Your task → Start at the line with "tboerstad: Can we" in the records below, stop at the line with "no longer matching.", and return every line in that span exactly, the two end lines included.

Input records →
PR #5588, opened 2025-11-19
[max] implement Gemma3ForConditionalGeneration model

RossCampbellDev:
This PR adds the Gemma3ForConditionalGeneration model to the available MAX architectures, based on the technical report for multi modal Gemma3 and pre-existing implementations.
It is prepared for multi-gpu support, and tested against ChartQA

### DIFF
--- a/max/python/max/pipelines/architectures/gemma3multimodal/arch.py
+++ b/max/python/max/pipelines/architectures/gemma3multimodal/arch.py
@@ -11,6 +11,7 @@
 # limitations under the License.
 # ===----------------------------------------------------------------------=== #
 
+import os
 
 from max.graph.weights import WeightsFormat
 from max.interfaces import PipelineTask
@@ -20,37 +21,70 @@ from max.pipelines.lib import (
     SupportedArchitecture,
     SupportedEncoding,
     TextAndVisionTokenizer,
+    TextTokenizer,
 )
 
-from .model import Gemma3_MultiModalModel
-
-gemma3_multimodal_arch = SupportedArchitecture(
-    name="Gemma3ForConditionalGeneration",
-    example_repo_ids=[
-        # it = Instruction tuned (recommended).
-        # pt = Pre-trained.
-        "google/gemma-3-12b-it",
-        "google/gemma-3-12b-pt",
-        "google/gemma-3-4b-it",
-        "google/gemma-3-4b-pt",
-        "google/gemma-3-12b-it",
-        "google/gemma-3-12b-pt",
-        "google/gemma-3-27b-it",
-        "google/gemma-3-27b-pt",
-    ],
-    default_encoding=SupportedEncoding.bfloat16,
-    supported_encodings={
-        SupportedEncoding.bfloat16: [KVCacheStrategy.PAGED],
-        SupportedEncoding.float8_e4m3fn: [KVCacheStrategy.PAGED],
-    },
-    pipeline_model=Gemma3_MultiModalModel,
-    task=PipelineTask.TEXT_GENERATION,
-    tokenizer=TextAndVisionTokenizer,
-    default_weights_format=WeightsFormat.safetensors,
-    multi_gpu_supported=True,
-    rope_type=RopeType.normal,
-    required_arguments={
-        "enable_prefix_caching": False,
-        "enable_chunked_prefill": False,
-    },
+ENABLE_NEW_IMPL = os.environ.get("MAX_ENABLE_GEMMA3_VISION", "0").lower() in (
+    "1",
+    "true",
 )
+
+if ENABLE_NEW_IMPL:
+    from .model import Gemma3_MultiModalModel
+else:
+    from . import weight_adapters_legacy as weight_adapters
+    from .model_legacy import Gemma3_MultiModalModelLegacy
+
+
+example_repo_ids = [
+    # it = Instruction tuned (recommended).
+    # pt = Pre-trained.
+    "google/gemma-3-12b-it",
+    "google/gemma-3-12b-pt",
+    "google/gemma-3-4b-it",
+    "google/gemma-3-4b-pt",
+    "google/gemma-3-12b-it",
+    "google/gemma-3-12b-pt",
+    "google/gemma-3-27b-it",
+    "google/gemma-3-27b-pt",
+]
+
+if ENABLE_NEW_IMPL:
+    gemma3_multimodal_arch = SupportedArchitecture(
+        name="Gemma3ForConditionalGeneration",
+        example_repo_ids=example_repo_ids,
+        default_encoding=SupportedEncoding.bfloat16,
+        supported_encodings={
+            SupportedEncoding.bfloat16: [KVCacheStrategy.PAGED],
+            SupportedEncoding.float8_e4m3fn: [KVCacheStrategy.PAGED],
+        },
+        pipeline_model=Gemma3_MultiModalModel,
+        task=PipelineTask.TEXT_GENERATION,
+        tokenizer=TextAndVisionTokenizer,
+        default_weights_format=WeightsFormat.safetensors,
+        multi_gpu_supported=True,
+        rope_type=RopeType.normal,
+        required_arguments={
+            "enable_prefix_caching": False,
+            "enable_chunked_prefill": False,
+        },
+    )
+else:
+    gemma3_multimodal_arch = SupportedArchitecture(
+        name="Gemma3ForConditionalGeneration",
+        example_repo_ids=example_repo_ids,
+        default_encoding=SupportedEncoding.bfloat16,
+        supported_encodings={
+            SupportedEncoding.bfloat16: [KVCacheStrategy.PAGED],
+            SupportedEncoding.float8_e4m3fn: [KVCacheStrategy.PAGED],
+        },
+        pipeline_model=Gemma3_MultiModalModelLegacy,
+        task=PipelineTask.TEXT_GENERATION,
+        tokenizer=TextTokenizer,
+        default_weights_format=WeightsFormat.safetensors,
+        multi_gpu_supported=True,
+        rope_type=RopeType.normal,
+        weight_adapters={
+            WeightsFormat.safetensors: weight_adapters.convert_safetensor_state_dict,
+        },
+    )
--- a/max/python/max/pipelines/architectures/gemma3multimodal/arch.py
+++ b/max/python/max/pipelines/architectures/gemma3multimodal/arch.py
@@ -19,10 +19,9 @@ from max.pipelines.lib import (
     RopeType,
     SupportedArchitecture,
     SupportedEncoding,
-    TextTokenizer,
+    TextAndVisionTokenizer,
 )
 
-from . import weight_adapters
 from .model import Gemma3_MultiModalModel
 
 gemma3_multimodal_arch = SupportedArchitecture(
@@ -46,11 +45,12 @@ gemma3_multimodal_arch = SupportedArchitecture(
     },
     pipeline_model=Gemma3_MultiModalModel,
     task=PipelineTask.TEXT_GENERATION,
-    tokenizer=TextTokenizer,
+    tokenizer=TextAndVisionTokenizer,
     default_weights_format=WeightsFormat.safetensors,
     multi_gpu_supported=True,
     rope_type=RopeType.normal,
-    weight_adapters={
-        WeightsFormat.safetensors: weight_adapters.convert_safetensor_state_dict,
+    required_arguments={
+        "enable_prefix_caching": False,
+        "enable_chunked_prefill": False,
     },
 )
--- a/max/python/max/pipelines/architectures/gemma3multimodal/model.py
+++ b/max/python/max/pipelines/architectures/gemma3multimodal/model.py
@@ -270,6 +270,8 @@ class Gemma3_MultiModalModel(PipelineModel[TextAndVisionContext], KVCacheMixin):
 
         self.vision_model, self.language_model = self.load_model(session)
 
+        self.vision_stacker = _VisionStacker()
+
     @classmethod
     def calculate_max_seq_len(
         cls, pipeline_config: PipelineConfig, huggingface_config: AutoConfig
@@ -716,7 +718,7 @@ class Gemma3_MultiModalModel(PipelineModel[TextAndVisionContext], KVCacheMixin):
         if not images:
             return None
 
-        final_images = _VisionStacker().stack(images)
+        final_images = self.vision_stacker.stack(images)
 
         tensor = cast_dlpack_to(
             final_images, DType.float32, DType.bfloat16, self.devices[0]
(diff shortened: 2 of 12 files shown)


ross:
> ❌ @ross Campbell

Please fix whatever is spamming @ mentions here.

RossCampbellDev:

tboerstad:
!sync

tboerstad:
!gpu

max/python/max/pipelines/architectures/gemma3multimodal/arch.py
```diff
@@ -19,10 +19,10 @@
     RopeType,
     SupportedArchitecture,
     SupportedEncoding,
-    TextTokenizer,
+    TextAndVisionTokenizer,
 )
+from weight_adapters import convert_safetensor_state_dict
```
k-w-w: I think this needs to be `from .weight_adapters`

max/python/max/pipelines/architectures/gemma3multimodal/vision_model/projection.py
```diff
@@ -0,0 +1,223 @@
...
+        )
+
+        self.patches_per_image = int(
+            config.vision_config.image_size // config.vision_config.patch_size
+        )
+
+        self.tokens_per_side = int(config.mm_tokens_per_image**0.5)
+        self.kernel_size = self.patches_per_image // self.tokens_per_side
+
+    def __call__(self, vision_outputs: Tensor) -> TensorValue:
```
k-w-w: Both inputs and outputs should be TensorValue (they are all symbolic)

max/python/max/pipelines/architectures/gemma3multimodal/vision_model/projection.py
```diff
@@ -0,0 +1,223 @@
...
+        )
+
+        pooled_vision_outputs = ops.permute(pooled_vision_outputs, [0, 3, 1, 2])
+        pooled_vision_outputs = pooled_vision_outputs.flatten(2)
+        pooled_vision_outputs = pooled_vision_outputs.transpose(1, 2)
+
+        normed_vision_outputs = self.mm_soft_emb_norm(pooled_vision_outputs)
+
+        projected_vision_outputs = matmul(
+            normed_vision_outputs, self.mm_input_projection_weight
```
k-w-w: `normed_vision_outputs @ self.mm_input_projection_weight`

max/python/max/pipelines/architectures/gemma3multimodal/vision_model/projection.py
```diff
@@ -0,0 +1,223 @@
...
+            device=self.device,
+            has_bias=True,
+        )
+
+    def __call__(self, x: TensorValue):
+        """Expands hidden states to intermediate size, applies GELU activation,
+        then projects back to hidden size."""
+        x = self.fc1(x)
+        x = ops.gelu(
+            x, getattr(self.config.vision_config, "hidden_act", "none")
```
k-w-w: Do we need to use getattr here? the vision config used here is well typed (unlike HuggingFace's autoconfig object)

max/python/max/pipelines/architectures/gemma3multimodal/model_config.py
```diff
@@ -0,0 +1,306 @@
...
+
+    patch_size: int
+    """The size (resolution) of each patch.  default 14"""
+
+    attention_bias: bool = True
+
+    attention_dropout: float = 0.0
+    """The dropout ratio for the attention probabilities"""
+
+    model_type: str = "Gemma3"
```
k-w-w: I think this can be removed

max/python/max/pipelines/architectures/gemma3multimodal/model_config.py
```diff
@@ -0,0 +1,306 @@
...
+    attn_logit_softcapping: float = None
+    """Scaling factor when applying tanh softcapping on the attention scores."""
+
+    float8_config: Float8Config | None = None
+    """Float8 quantization configuration."""
+
+    head_dim: int = 256
+    """The attention head dimension."""
+
+    model_type: str = "Gemma3ForConditionalGeneration"
```
k-w-w: This too can be removed

max/python/max/pipelines/architectures/gemma3multimodal/model.py
```diff
@@ -98,66 +284,46 @@ def __init__(
...
-        return super().get_num_layers(huggingface_config.text_config)
+    @staticmethod
+    def get_num_layers(huggingface_config: AutoConfig) -> int:
+        """Gets the number of hidden layers from the HuggingFace configuration."""
+        return Gemma3ForConditionalGenerationConfig.get_num_layers(
+            huggingface_config
+        )
 
-    @classmethod
+    @staticmethod
```
k-w-w: Making it a staticmethod makes sense, but for now we're stuck with classmethod because of the parent class (I think mypy would complain here)

k-w-w (commented):
Some drive by comments, great work!

tboerstad:
!sync
!gpu

max/python/max/pipelines/architectures/gemma3multimodal/vision_model/projection.py
RossCampbellDev: for some reason i can't resolve this conversation - but the change has been made anyway

max/python/max/pipelines/architectures/gemma3multimodal/vision_model/projection.py
RossCampbellDev: again, can't resolve but the change was made

tboerstad:
!sync

tboerstad:
!gpu

max/python/max/pipelines/architectures/gemma3multimodal/model.py
```diff
@@ -98,14 +284,22 @@ def __init__(
             return_logits,
         )
 
+        # # Initialize emtpy signal buffers
```
tboerstad:
```suggestion
        # Initialize empty signal buffers
```

max/python/max/pipelines/architectures/gemma3multimodal/model.py
```diff
@@ -14,36 +14,230 @@
...
+        self.image_token_indices = image_token_indices
+
+    @property
+    def has_vision_inputs(self) -> bool:
+        """Check if this input contains vision data."""
+        return self.pixel_values is not None
 
 
-class Gemma3_MultiModalModel(Gemma3Model):
+# ⚠️ some parts are finished, some are possibly not (prepare vision inputs for example)
```
tboerstad:
```suggestion
```

max/python/max/pipelines/architectures/gemma3multimodal/model.py
```diff
@@ -171,22 +338,514 @@ def estimate_kv_cache_size(
...
+            for img in context.next_images:
+                images.append(img.pixel_values)
+
+        if not images:
+            return None
+
+        final_images = _VisionStacker().stack(images)
+
+        tensor = Tensor.from_numpy(final_images)
+        tensor = _cast_to_dtype(
```
tboerstad: This is slow, since it creates an inference session under the hood. 
Can we do similar to InternVL? 

So in the tokenizer do:
`:rom max.pipelines.lib import float32_to_bfloat16_as_uint16`
 Store pixel_values as uint16 (bfloat16 bit representation)

 In model.py, reinterpret bytes:
  ```
tensor = Tensor.from_numpy(final_images)
tensor = tensor.view(DType.bfloat16, tensor.shape)
```

If that doesn't pan out, there's:
`from max.graph.tensor_utils import cast_dlpack_to` which does the same, but caches the inference session

Comment (tboerstad) [reply max/python/max/pipelines/architectures/gemma3multimodal/model.py]: Sorry, on second thought let's just reuse `cast_dlpack_to`. 
This way there's minimal change to the code, `_cast_to_dtype` can be removed, and no risk of issues.

File: max/python/max/pipelines/architectures/gemma3multimodal/weight_adapters.py [hunk 11]
```diff
@@ -14,39 +14,63 @@
...
+    "vision_tower.vision_model.": "",
+    "multi_modal_": "",
+}
 
 
 def convert_safetensor_state_dict(
     state_dict: dict[str, Weights],
-    huggingface_config: AutoConfig,
-    **unused_kwargs,
+) -> tuple[dict[str, WeightData], dict[str, WeightData]]:
```
tboerstad: Can we change the return value to `-> dict[str, WeightData]`?
To be consistent with the other implementations

And rather use a prefix for the vision weights, ala:
```
GEMMA3_MULTIMODAL_SAFETENSOR_MAP: dict[str, str] = {
+    "vision_tower.vision_model.": "vision_tower.",
+    "multi_modal_": "vision_tower.", 
 }
```

tboerstad:
Some comments from me, otherwise looks good 🙏

max/python/max/pipelines/architectures/gemma3multimodal/weight_adapters.py
RossCampbellDev: might be a bit redundant - originally i had mimicked InternVL and had called the two conversion functions directly in `model.py#load_model()` to get my language+vision weights, which is fairly clean.

i then added the combined function in weight adapters that returns the tuple of dicts, which moves the function calls into weight adapters and allowed us to use `self.adapter()` in `model.py`

if i add a `vision_tower.` prefix to the vision weights, i need to then remove it again later otherwise I run into problems with missing weights and unexpected weights due to the names no longer matching.

unless there is some way to tell the various layers to expect a prefix string on their weights, it seems like the cleanest route is either calling the 2 conversion functions in `load_model()`, or doing what I currently have in this PR?

most others seem to use the former approach and ignore the `SupportedArchitecture`'s `adapter` entirely

k-w-w: The weight adapter is only used internally by the `PipelineModel` (and we should honestly remove it from `SupportedArchitecture`), so the return type can be as flexible as needed. There might be issues with mypy with the current implementation, since the adapter must be: `WeightsAdapter = Callable[..., dict[str, WeightData]]`

I would recommend changing the return a single `dict`, and then splitting the weights when loading into the separate vision and language models

max/python/max/pipelines/architectures/gemma3multimodal/model_config.py
```diff
@@ -0,0 +1,300 @@
...
+@dataclass
+class Gemma3VisionConfig:
+    """
+    The vision-specific config for Gemma3
+    More info at: https://huggingface.co/google/gemma-3-4b-it/blob/main/config.json
+    """
+
+    hidden_act: str | None
+    """The non-linear activation function (function or string) in the encoder and pooler. If string, `"gelu"`,
+    `"relu"`, `"selu"` and `"gelu_new"` `"gelu"` are supported."""
```
k-w-w: "silu", also here's the list of supported activations: https://github.com/modular/modular/blob/d2dadf1a723d7e341f84d34e93223517b23bfca3/max/python/max/nn/linear.py#L1005-L1012

max/python/max/pipelines/architectures/gemma3multimodal/model_config.py
```diff
@@ -0,0 +1,300 @@
...
+
+    hidden_size: int
+    """Dimensionality of the encoder layers and the pooler layer.  default 1152"""
```
k-w-w: Clean up the default values listed in the comments (since the defaults aren't actually set)

max/python/max/pipelines/architectures/gemma3multimodal/model_config.py
```diff
@@ -0,0 +1,300 @@
...
+
+    image_size: int
+    """The size (resolution) of each image.  default 896"""
+
+    intermediate_size: int
+    """maybe not required? default 4304"""
```
k-w-w: Looks like this was used, can you update this comment?

max/python/max/pipelines/architectures/gemma3multimodal/model_config.py
```diff
@@ -0,0 +1,300 @@
...
+    text_config: Gemma3Config
+    """The config object of the text backbone"""
+
+    vision_config: Gemma3VisionConfig
+    """Custom vision config or dict"""
+
+    attention_bias: bool = False
+    """Whether to use a bias in the query, key, value and output projection layers during self-attention."""
+
+    attn_logit_softcapping: float = None
```
k-w-w: It looks like this isn't used (and I don't think we support softcapping), perhaps this should be removed

k-w-w (commented):
A few docstring comments, but the rest LGTM! Will let @tboerstad do the final approval

tboerstad:
!sync

tboerstad:
!sync

tboerstad:
!gpu

max/python/max/pipelines/architectures/gemma3multimodal/arch.py
```diff
@@ -46,11 +45,8 @@
     },
     pipeline_model=Gemma3_MultiModalModel,
     task=PipelineTask.TEXT_GENERATION,
-    tokenizer=TextTokenizer,
+    tokenizer=TextAndVisionTokenizer,
     default_weights_format=WeightsFormat.safetensors,
     multi_gpu_supported=True,
     rope_type=RopeType.normal,
```
tboerstad:
```suggestion
    rope_type=RopeType.normal,
    required_arguments={
        "enable_prefix_caching": False,
        "enable_chunked_prefill": False,
    },
```

We do not support prefix_caching and chunked_prefill for VLMs at the moment. 
This fixes the issue with batch_size>1 failing

max/python/max/pipelines/architectures/gemma3multimodal/model.py
```diff
@@ -171,22 +314,517 @@ def estimate_kv_cache_size(
...
+        and available memory.
+
+        Args:
+            session: The MAX Engine inference session.
+            available_cache_memory: The amount of memory available for the KV cache in bytes.
+
+        Returns:
+            An initialized :obj:`KVCacheManager` instance.
+        """
+        return load_kv_manager(
```
tboerstad, line 782:
```suggestion
        if available_cache_memory is not None:
            available_cache_memory = int(available_cache_memory * 0.9)

        return load_kv_manager(
```
Could you add this workaround? Otherwise our memory estimation fails, and we OOM

tboerstad:
!gpu
!sync

tboerstad:
!sync

tboerstad:
!sync
!gpu

max/python/max/pipelines/architectures/gemma3multimodal/model.py
```diff
@@ -171,22 +315,525 @@ def estimate_kv_cache_size(
...
+        for context in context_batch:
+            for img in context.next_images:
+                images.append(img.pixel_values)
+
+        if not images:
+            return None
+
+        final_images = _VisionStacker().stack(images)
+
+        tensor = Tensor.from_numpy(final_images)
```
tboerstad:
```suggestion
```
This can be removed iiuc

tboerstad:
!sync

tboerstad:
!gpu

Problem solution →
tboerstad: Can we change the return value to `-> dict[str, WeightData]`?
To be consistent with the other implementations

And rather use a prefix for the vision weights, ala:
```
GEMMA3_MULTIMODAL_SAFETENSOR_MAP: dict[str, str] = {
+    "vision_tower.vision_model.": "vision_tower.",
+    "multi_modal_": "vision_tower.", 
 }
```

tboerstad:
Some comments from me, otherwise looks good 🙏

max/python/max/pipelines/architectures/gemma3multimodal/weight_adapters.py
RossCampbellDev: might be a bit redundant - originally i had mimicked InternVL and had called the two conversion functions directly in `model.py#load_model()` to get my language+vision weights, which is fairly clean.

i then added the combined function in weight adapters that returns the tuple of dicts, which moves the function calls into weight adapters and allowed us to use `self.adapter()` in `model.py`

if i add a `vision_tower.` prefix to the vision weights, i need to then remove it again later otherwise I run into problems with missing weights and unexpected weights due to the names no longer matching.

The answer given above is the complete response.